LEANING FORWARD, the burnt orange glow of a low fire making a face with a small smile. Eyes saying, Rest here for a while, I’d like that. Soft light on a flag print covering the chest – a large red disc like a target.
It’s all right, he said. Really, I’m not gunna bite.
Thanks, I said, slowly sitting down on the log, a sting in the air around me. Maintaining balance, not wanting to look like some old street soak, a wasted prat from the suburbs. The thought slipped through my head that there in the dark the two of us could have been anywhere.
Good night? he asked as if we’d known each other for years.
The Shrine’s back room jammed with the usual crowd, most playing pool or watching pool being played. I imagined having a video camera and filming the scene and then speeding it up to show them how much they’d look like battery hens. There were guys in Hawaiian shirts and that was a worry.
Crash lined up a shot. Scored. Said, Fucking you beauty! Then stepped up to where me and Bins were leaning against the wall, our schooners resting on a shallow shelf. Bins took the stick and proceeded to finish off the table. Flipping his hand lightly onto my chest, Crash said, So Squigs, why the look of a horse?
What? I replied, more coldly than I would have liked.
The long face, Crash said, chuckling to himself. You look like you’re half-dead.
What are you talking about?
Mr Glumface here has gone all broody on us, Crash tossed over to where Bins was setting up a new game.
Ah shut up, I said.
No shit, Crasho. Bins, not looking up, a cigarette jammed in the corner of his mouth.
Come on, you guys.

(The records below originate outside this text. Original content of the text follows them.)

PR #1781, opened 2024-12-11
Replace broken Edge browser logo with working version from jsDelivr CDN

savvar9991:
Update Edge browser logo URL
Changed the Edge browser logo source from Wikimedia to jsDelivr CDN for better reliability and performance.The previous icon was not displayed correctly
Before:
image
After:
image


DanielSinclair (approved):
Thanks!

PR #1782, opened 2024-12-11
More precisely default to -1 for currentNonce when it does not exist

jinchung:
This change sets the default "currentNonce" to -1 to distinguish between an actual current nonce of 0 vs an unknown current nonce (e.g, for a fresh wallet we just created that has no outgoing txns, or a freshly imported wallet that we hadn't previously tracked.)

This helps us treat nonces vs txn counts accurately.


derHowie (approved):

BrodyHughes (approved):
successful nonce 0 txn: https://etherscan.io/tx/0x05a5b75d7c865c455694c0b91cdd607f2ae2cb1cd3d93b85cc025937bab72435

PR #1799, opened 2025-01-10
[Analytics] Replace `_execute_action` with Custom Command

BrodyHughes:
Fixes BX-1625

Currently our extension uses `_execute_action` for the Alt+Shift+R shortcut to open the popup. While functional, this reserved command doesn't dispatch any events we can hook into for analytics. [From documentation](https://developer.chrome.com/docs/extensions/reference/api/commands#action_commands):

```
The _execute_action (Manifest V3), _execute_browser_action (Manifest V2), and _execute_page_action
(Manifest V2) commands are reserved for the action of trigger your action, browser action, or page action 
respectively. These commands don't dispatch [command.onCommand] events like standard commands.
```

This PR replaces `_execute_action` with a standard command that checks `command.onCommand` for the execution of this shortcut, and then runs `chrome.action.openPopup()` in our `background.js` service-worker script. This gives us identical popup opening behavior while allowing us to track shortcut usage through the `command.onCommand` listener.

The change does not affect users at all; the shortcut remains the same and popup opening performance is unchanged since we're using Chrome's native popup API.

## What to test

- Does extension opening shortcut work identical to how it did before?
- Does analytics for it populate?

### DIFF
--- a/e2e/serial/swap/1_swapFlow1.test.ts
+++ b/e2e/serial/swap/1_swapFlow1.test.ts
@@ -174,7 +174,7 @@ it('should be able to interact with slippage settings', async () => {
   await typeOnTextInput({
     id: 'slippage-input-mask',
     driver,
-    text: '5',
+    text: '6',
   });
   const warning = await findElementByTestId({
     id: 'swap-settings-slippage-warning',
--- a/src/entries/popup/pages/swap/SwapSettings/SwapSettings.tsx
+++ b/src/entries/popup/pages/swap/SwapSettings/SwapSettings.tsx
@@ -263,7 +263,7 @@ export const SwapSettings = ({
   }, [onDone, setSettings, slippage, source]);
 
   const slippageWarning = useMemo(
-    () => (Number(slippage) >= 3 ? 'loss' : undefined),
+    () => (Number(slippage) >= 6 ? 'loss' : undefined),
     [slippage],
   );
 


walmat (approved):
Any performance implications to always listening to chrome commands? Also, any need for other browser support?

BrodyHughes:
> Any performance implications to always listening to chrome commands? Also, any need for other browser support?

i dont think it should have any performance implications since it's event-driven and only runs when a keyboard shortcut is pressed. I did assume firefox would work with this but i dont think it does. ill check / fix that today.

walmat (approved):

src/entries/background/index.ts
```diff
@@ -18,6 +20,26 @@ import { handleTabAndWindowUpdates } from './handlers/handleTabAndWindowUpdates'
 import { handleWallets } from './handlers/handleWallets';
 require('../../core/utils/lockdown');
 
+declare const browser: Browser;
+
+const browserType = process.env.BROWSER;
```
DanielSinclair, line 25: This might not work in a prod build; I think we only use this for e2e/local builds

DanielSinclair: We have a `getBrowser` util here: https://github.com/rainbow-me/browser-extension/blob/97b914a299f1454b30b6ffbd87080929a2c1f097/src/entries/popup/hooks/useBrowser.ts#L8C17-L8C27

src/entries/background/index.ts
```diff
@@ -40,3 +62,10 @@ popupMessenger.reply('rainbow_updateWagmiClient', async () => {
   const { rainbowChains } = getRainbowChains();
   updateWagmiConfig(rainbowChains);
 });
+
+browserAPI.commands.onCommand.addListener((command: string) => {
```
DanielSinclair, line 66: Could be crazy, but thought `chrome` mapped one to one to `browser`, so thought `chrome.commands` should work in Firefox. If so, I think we could reduce the need for the polyfill and just do a check in the `openPopup` wrapper function for whichever of `browserAction` or `action` is defined and call the appropriate one

src/analytics/event.ts
```diff
@@ -137,6 +137,10 @@ export const event = {
    * Called when the dapps hits the rate limit per second or minute.
    */
   dappProviderRateLimit: 'dapp.provider.rate_limit',
+  /**
+   * Tracks when the extension popup is opened via keyboard shortcut (Alt+Shift+R)
+   */
+  extensionOpenViaShortcut: 'extension.open.shortcut',
```
DanielSinclair, line 143: Nitpicky, but might rename to `browserShortcutTriggered` with a `action` type (i.e. `launch`) to align with the other `keyboardShortcutTriggered` and `keyboardNavigationTriggered` events. We may add other actions in the future

src/entries/background/index.ts
BrodyHughes: okay i think youre right actually.

src/analytics/event.ts
BrodyHughes: lemme know if that works.

brunobar79 (approved):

I’ve been at work all day. Just having trouble relaxing, if that’s all right with you.
Must be time for some shooters then, said Crash. My shout.

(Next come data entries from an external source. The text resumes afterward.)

PR #1809, opened 2025-01-20
fix: updated Discord links and replaced Twitter with X

NikolaiKryshnev:


DanielSinclair:
The Discord links are actually just for mock data that we use for testing and aren't visible for end users.

PR #1811, opened 2025-01-21
Add Chrome flags to fix CI test startup

BrodyHughes:
Chrome wasn't starting properly in CI last week. Added a couple flags to our chrome args seemed to fix it.

Added `--no-sandbox` and `--disable-dev-shm-usage` flags to Chrome test initialization to fix the "session not created" errors in CI. These flags are required for Chrome to run properly in containerized CI environments where the default sandbox permissions and shared memory settings are insufficient.

More about the flags:
- `--no-sandbox`: Disables Chrome's sandbox security feature which often can't get the necessary permissions in CI containers
- `--disable-dev-shm-usage`: Forces Chrome to use /tmp instead of /dev/shm for shared memory, preventing crashes from insufficient memory allocation in CI containers
- `--disable-extensions-except=build/`: Only leaves our extension enabled. Helps future proof tests a lil.

The error we were seeing:
```
SessionNotCreatedError: session not created: Chrome failed to start: exited normally.
(session not created: DevToolsActivePort file doesn't exist)
```

### DIFF
--- a/e2e/helpers.ts
+++ b/e2e/helpers.ts
@@ -115,20 +115,11 @@ export async function initDriverWithOptions(opts: {
   let driver;
   const args = [
     'load-extension=build/',
-    // '--auto-open-devtools-for-tabs',
     '--log-level=0',
     '--enable-logging',
-    // test
     '--no-sandbox',
     '--disable-dev-shm-usage',
-    '--disable-background-networking',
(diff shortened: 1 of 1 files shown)


DanielSinclair:
Thank you!

walmat (approved):

PR #1813, opened 2025-01-22
Consume suppported networks on runtime instead of build time

walmat:
Fixes BX-1740, BX-1675

Version bump Zustand to `4.5.5` to match the app and is necessary in order to bring over `createQueryStore`. Adds in `createQueryStore` which solely powers backendNetworks as of now. Also replaces the `references/chains.ts` file with consumption of the backendNetworks store instead. 

Other changes:
- `wagmiConfig` initialization is now powered by backendNetworks
- replaced `userChains` -> `getSupportedChains` with backendNetworks
- replaced local chain assets (minus custom assets) with the backend network version from Cloudinary

Things left to do:
- [ ] Figure how to replace [chainIdMap](https://github.com/rainbow-me/browser-extension/blob/0169120d3a40052f703ec2664ba64416adfe3c0a/src/core/utils/userChains.ts#L33) with backendNetworks
- [ ] Figure out how to handle updating the userChains / rainbowChains stores when the backendNetworks store changes data
- [x] https://linear.app/rainbow/issue/BACK-1595/add-badges-for-bx

// will do later once out of draft

## What to test

// will do later once out of draft


src/core/state/backendNetworks/backendNetworks.ts
```diff
@@ -18,6 +18,9 @@ import {
 } from '~/core/types/chains';
 import { GasSpeed } from '~/core/types/gas';
 
+import { useRainbowChainsStore } from '../rainbowChains';
+import { useUserChainsStore } from '../userChains';
```
DanielSinclair, line 22: I think we may want to use `userChainsStore` directly (and similar for the other hooks) because `/core` components can be consumed outside of the React tree in the other worker script entrypoints. Not sure if Zustand or the compiler would automatically handle that when initializing the hook and calling `getState()`

src/core/state/backendNetworks/backendNetworks.ts
```diff
@@ -0,0 +1,595 @@
...
+    //   return 'sanko';
+
+    case ChainId.scroll:
+      return 'scroll';
+    case ChainId.zksync:
+      return 'zksync-era';
+    case ChainId.zora:
+      return 'zora';
+    case ChainId.linea:
+      return 'linea';
```
DanielSinclair, line 590: In the [NFT query](https://github.com/rainbow-me/browser-extension/blob/af6b2daf5b88a8bc478dd7a6f66405a5a4e3d2b3/src/core/resources/nfts/galleryNfts.ts#L55) we fetch all NFTs for active networks and `gnosis` (for POAPs), even when they are not officially supported networks. That's the main reason we have had to maintain chain naming mappings (to stay in sync with SimpleHash) and append to `ChainName` and `ChainId` types. Would love to just get this as a value from backend so we can blow away all of that logic and types. We also don't use the `nftProxy` right now because Chris did work to optimize pagination for direct fetching from SimpleHash; that's probably why this data need diverged from App.

src/core/state/backendNetworks/backendNetworks.ts
```diff
@@ -150,6 +153,78 @@ function createParameterizedSelector<T, Args extends unknown[]>(
...
+ */
+const handleUpdateUserChains = (networks: BackendNetwork[]) => {
+  const { userChains, addUserChain } = useUserChainsStore.getState();
+
+  const newChains = networks.filter((network) => !userChains[+network.id]);
+  // if there are no new chains, then we don't need to update anything
+  if (!newChains.length) return;
+
+  newChains.forEach((chain) => addUserChain({ chainId: +chain.id }));
+};
```
DanielSinclair, line 171: Have thought `userChains` and `addUserChain` are a bit over-complicated for that store, and require us to do multiple state updates across both stores each time anything changes. I wonder if we can just get away with a synthetic `useChains` that stitches `rainbowChains` and `userChains` together, rather than maintaining the list in both stores. `userChains` essentially is just toggling the network on/off and ordering, but we could accomplish that by only keeping record of disabled networks and ordering with a `1 -> 137 -> 8453` linked list that doesn't need to understand the full chain list (since every other network can just be appended to the end in `useChains`). 

Screenshot 2025-01-24 at 6 36 23 PM

src/core/state/backendNetworks/backendNetworks.ts
```diff
@@ -150,6 +153,78 @@ function createParameterizedSelector<T, Args extends unknown[]>(
...
+        rpcUrl: chain.rpcUrls.default.http[0],
+      });
+      return;
+    }
+
+    // if we have an existing chain, then we update the existing chain
+    // and set the active RPC url to the backend network provided RPC url
+    updateCustomRPC({ chain });
+    setActiveRPC({ chainId: +chain.id, rpcUrl: chain.rpcUrls.default.http[0] });
+    return;
```
DanielSinclair, line 224: I think we'd only want to call `setActiveRPC` to update a custom chain that becomes a supported chain (old public RPC -> Rainbow proxy RPC). This currently catches the scenario where a user has previously switched the default RPC for a supported chain from Rainbow to i.e. Flashbots, so we wouldn't want to override that preference

src/core/state/backendNetworks/backendNetworks.ts
```diff
@@ -160,6 +235,12 @@ export const useBackendNetworksStore = createQueryStore<
...
       set((state) => {
         if (isEqual(state.backendNetworks, data)) return state;
+
+        void Promise.all([
+          handleUpdateUserChains(data.networks),
+          handleDiffAndMergeRainbowChains(data.networks),
+        ]);
+
         return {
           backendChains: transformBackendNetworksToChains(data.networks),
```
DanielSinclair, line 245: Could be a bottleneck, but I like the idea of only storing `backendNetworks` so that we can do transform at boot-time. Wagmi/Viem have had a few breaking changes with their `Chain` type that I can remember, so we'd need to catch those type differences before hydrating `backendChains`, and then do a migration to re-transform in the state store. Whereas "dumb" backend caching here inherently requires type validity upon hydration

src/core/state/userChains/index.ts
```diff
@@ -52,10 +52,10 @@ const initialChains = () => {
...
-  const supportedMainnetChainIds = useBackendNetworksStore
+  const sortedSupportedChainIds = useBackendNetworksStore
     .getState()
-    .getSupportedMainnetChainIds();
-  return supportedMainnetChainIds;
+    .getSortedSupportedChainIds();
+  return sortedSupportedChainIds;
 };
 
 export const userChainsStore = createStore<UserChainsState>(
```
DanielSinclair, line 61: We should be able to remove `migrations` here since `handleUpdateUserChains` is handling the diffing.

src/core/state/rainbowChains/index.ts
```diff
@@ -20,7 +22,7 @@ export interface RainbowChain {
 
 export interface RainbowChainsState {
```
DanielSinclair, line 23: We should be able to remove migrations here since `handleDiffAndMergeRainbowChains` is handling the diffing and we actually haven't had a breaking change (only appended networks since beginning of history) to me knowledge.

src/core/state/rainbowChains/index.ts
```diff
@@ -1,17 +1,19 @@
...
   mergeNewOfficiallySupportedChainsState,
   removeCustomRPC,
   replaceChainsWithInitial,
-} from '~/core/state/rainbowChains/utils';
-import { ChainId } from '~/core/types/chains';
-import { persistOptions } from '~/core/utils/persistOptions';
+} from './utils';
 
 export interface RainbowChain {
   activeRpcUrl: string;
```
DanielSinclair, line 19: I'm not exactly sure how we ended up with sub-chains here like you mentioned in your message, as opposed to an RPC list. That's a headache. I could foresee blowing this up and bundling the useful components of `rainbowChains` and `userChains` into a `chainPreferences` store that only handles preference updates, like network disabled, network ordering, custom RPC list, and RPC selection — while `backendChains` remains immutable with these preferences applied on top. We would need to keep in mind that state still exists in `rainbowChains` and `userChains` so would need check if they're available and do a one-time migrate and delete.

walmat:
Closing in favor of new networkStore infrastructure. Will reference this to pull in some of the functionality, but most of this is stale now.

PR #1829, opened 2025-01-31
Add unified networks store

walmat:
Fixes BX-####
Figma link (if any):


package.json
```diff
@@ -157,6 +157,7 @@
     "react": "18.2.0",
     "react-beautiful-dnd": "13.1.1",
     "react-dom": "18.2.0",
+    "react-fast-compare": "3.2.2",
```
walmat, line 160: can remove this since we aren't going to use it for comparisons
```suggestion
```

src/core/references/chains.ts
walmat, line 1: this file will be deleted once integration begins, changes here are only to keep the linter from complaining

src/core/resources/networks/networks.ts
walmat, line 1: the networks fetch now fetches both backend driven and custom backend driven networks in parallel

package.json
```diff
@@ -61,6 +61,7 @@
     "anvil:optimism": "anvil --fork-url $(./scripts/get-rpc-url.sh optimism)",
     "anvil:kill": "lsof -i :8545|tail -n +2|awk '{print $2}'|xargs -r kill -s SIGINT",
     "test": "./scripts/unit-tests.sh",
+    "test:file": "vitest",
```
walmat, line 64:
```suggestion
```

PR #2, opened 2020-08-07
OpenConceptLab/ocl_issues#286 Deploy oclapi2 to QA

rkorytkowski:
Initial changes in preparation for QA deployment.


core/settings.py
```diff
@@ -104,15 +104,15 @@
...
+        'PASSWORD': os.environ.get('DB_PASSWORD', 'Postgres123'),
+        'HOST': os.environ.get('DB_HOST', 'db'),
         'PORT': os.environ.get('DB_PORT', 5432),
     }
 }
 
 ELASTICSEARCH_DSL = {
     'default': {
-        'hosts': os.environ.get('ES_URL', 'host.docker.internal:9200')
+        'hosts': [os.environ.get('ES_HOST', 'es:9200'), 'es1:9200']
```
rkorytkowski, line 115: In the next step I'll be adding an ngnix service to proxy and loadbalance requests instead of declaring nodes here.

PR #10, opened 2021-06-01
OpenConceptLab/ocl_issues#766 | API Versioning

snyaggarwal:
#### Tasks:
- [x] API_VERSION env var for major.minor.maintenance
- [x] API_BUILD env var for commit SHA (default `dev`)
- [x] `core.__version__` to reflect api version (with build)
- [x] All responses to have a custom header `X-OCL-API-VERSION` (using middleware)
- [x] `/` API to show version (with build) info with other info
- [x] `/version/` API to tell app version (with build)


core/settings.py
```diff
@@ -357,3 +359,7 @@
     EMAIL_BACKEND = 'django.core.mail.backends.console.EmailBackend'
 else:
     EMAIL_BACKEND = 'django.core.mail.backends.smtp.EmailBackend'
+
+API_VERSION = os.environ.get('API_VERSION', '2.0.1')
+API_BUILD = os.environ.get('API_BUILD', 'dev')
```
rkorytkowski, line 364: We don't want it to be a runtime variable rather a build time variable. In other words please hardcode version, build number and full version with build number in core/__init__.py and read it from core/settings.py. It needs to be set by a build script when running docker-compose build. I can do that part.

rkorytkowski (changes requested):

core/settings.py
snyaggarwal: Added version/build in core/__init__.py

rkorytkowski (approved):

PR #14, opened 2021-08-03
OpenConceptLab/ocl_issues#22 | exclude retired concepts and/or mappings from exports

PatrickCmd:
Retired concepts and/or mappings can now be excluded from concepts and or mappings.


core/common/tasks.py
```diff
@@ -56,7 +56,7 @@ def export_source(self, version_id):
     version.add_processing(self.request.id)
     try:
         logger.info('Found source version %s.  Beginning export...', version.version)
-        write_export_file(version, 'source', 'core.sources.serializers.SourceVersionExportSerializer', logger)
+        write_export_file(self.request, version, 'source', 'core.sources.serializers.SourceVersionExportSerializer', logger)
```
snyaggarwal, line 59: @PatrickCmd these methods should not be dependent on the `request` object.
passing `include_retired=True` in `export_source` directly as a parameter keeps things flexible and the same can be passed to `write_export_file`. The view should control request query params.
The reason I don't like using request object in `write_export_file` is it's a very low-level method and if I want to call it anywhere else I need to have a full request object, which is an overkill in my opinion.

PatrickCmd: @snyaggarwal I have worked on this. please do review again.

snyaggarwal:
@PatrickCmd The only thing missing is a test to exclude retired concepts

core/common/models.py
```diff
@@ -722,6 +722,11 @@ def is_exporting(self):
     def export_path(self):
         last_update = self.last_child_update.strftime('%Y%m%d%H%M%S')
         return self.generic_export_path(suffix="{}.zip".format(last_update))
+    
+    @cached_property
+    def exclude_retired_export_path(self):
+        last_update = self.last_child_update.strftime('%Y%m%d%H%M%S')
+        return self.generic_export_path(suffix="{}_non_retired.zip".format(last_update))
```
snyaggarwal, line 729: non_retired -> unretired

core/common/utils.py
```diff
@@ -330,6 +336,8 @@ def write_export_file(
     logger.info('Done compressing.  Uploading...')
 
     s3_key = version.export_path
+    if not include_retired:
```
snyaggarwal, line 339: `export_path` is an expensive call, since its calculates on runtime so use it only if needed
`s3_key = version.export_path if include_retired else version.exclude_retired_export_path`

snyaggarwal:
@PatrickCmd This looks good. Few things that are still left:
1. `GET /export/?includeRetired=true` should work as is (export_path) but `GET /export/?includeRetired=false` should use new `exclude_retired_export_path`
2. An integration test for `?includeRetired=false`, you can use the existing integration test `ExportSourceTaskTest.test_export_source`

core/common/models.py
PatrickCmd: updated

core/common/utils.py
PatrickCmd: addressed

core/collections/views.py
```diff
@@ -594,7 +594,8 @@ class CollectionVersionExportView(ConceptContainerExportMixin, CollectionVersion
     def handle_export_version(self):
         version = self.get_object()
         try:
-            export_collection.delay(version.id)
+            include_retired = parse_boolean_query_param(self.request, INCLUDE_RETIRED_PARAM)
+            export_collection.delay(version.id, include_retired)
```
snyaggarwal, line 598: @PatrickCmd we need to send True if the includeRetired param is not there or is not false

PatrickCmd: Addressed.

PR #15, opened 2021-08-05
OpenConceptLab/ocl_issues#878 | Locale type standardization

snyaggarwal:


core/concepts/migrations/0019_auto_20210805_0351.py
```diff
@@ -0,0 +1,39 @@
...
+    LocalizeText = apps.get_model('concepts', 'LocalizedText')
+
+    def batch_update(values_from, value_to):
+        batch_size = 1000
+        queryset = LocalizeText.objects.filter(type__in=values_from)
+        total = queryset.count()
+        for start in range(0, total, batch_size):
+            end = min(start + batch_size, total)
+            locales = LocalizeText.objects.filter(
+                id__in=queryset.order_by('id')[start:end].only('id').values_list('id', flat=True))
```
rkorytkowski, line 16: I feel this will not perform well... start:end is a slow one for millions of records to update as it uses OFFSET. Also if you use 'values_list' you don't need 'only'. We should be able to change it to an update without a subquery like:
update localized_texts set type='FULLY_SPECIFIED' where type in ('Fullly Specified', 'Fully_Specified', ...) don't we?

snyaggarwal: Ya, I can change that to run direct SQL:
`update localized_texts set type='FULLY_SPECIFIED' where type in ('Fullly Specified', 'Fully_Specified', ...)`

Three rounds of Siberians later – our standard cocktail of straight vodka – and I was well on my way to becoming legless: a brain turning in on itself, balance rooted to buggery. I looked at my watch. It was close to midnight. I said, We going out after this?
You wanna go up to Mercury, don’t you? said Crash.
Don’t wanna hang around here all night watching you guys play pool all night.
Going to hang around here for a bit, said Bins. Then don’t know what.
What about you, Crasho? I asked.
Prodding the fire with a long stick as if the coals were falling asleep, he didn’t wait for an answer. I went out last night, he said. Got home at six. OK night. Woke up at five this arvo. Not long before you came by actually.
I said, You been awake since then?
Nah. Been napping here and there. Wanna smoke?
No. Don’t smoke.
A choof, I mean.
Now you’re interested, huh?
Images flooded my head. Mum and Dad in a deep sleep, dreaming of the BBQ and pergola they hoped to score a loan extension for. Crash holding out his hand with its two tiny white tablets.
Yeah, why not, I said.
We threw back three more Sibbies each before Crash shouted in my ear his usual complaint about inflated club prices. Remaining by the bar, watching the dance floor as if it was the ocean.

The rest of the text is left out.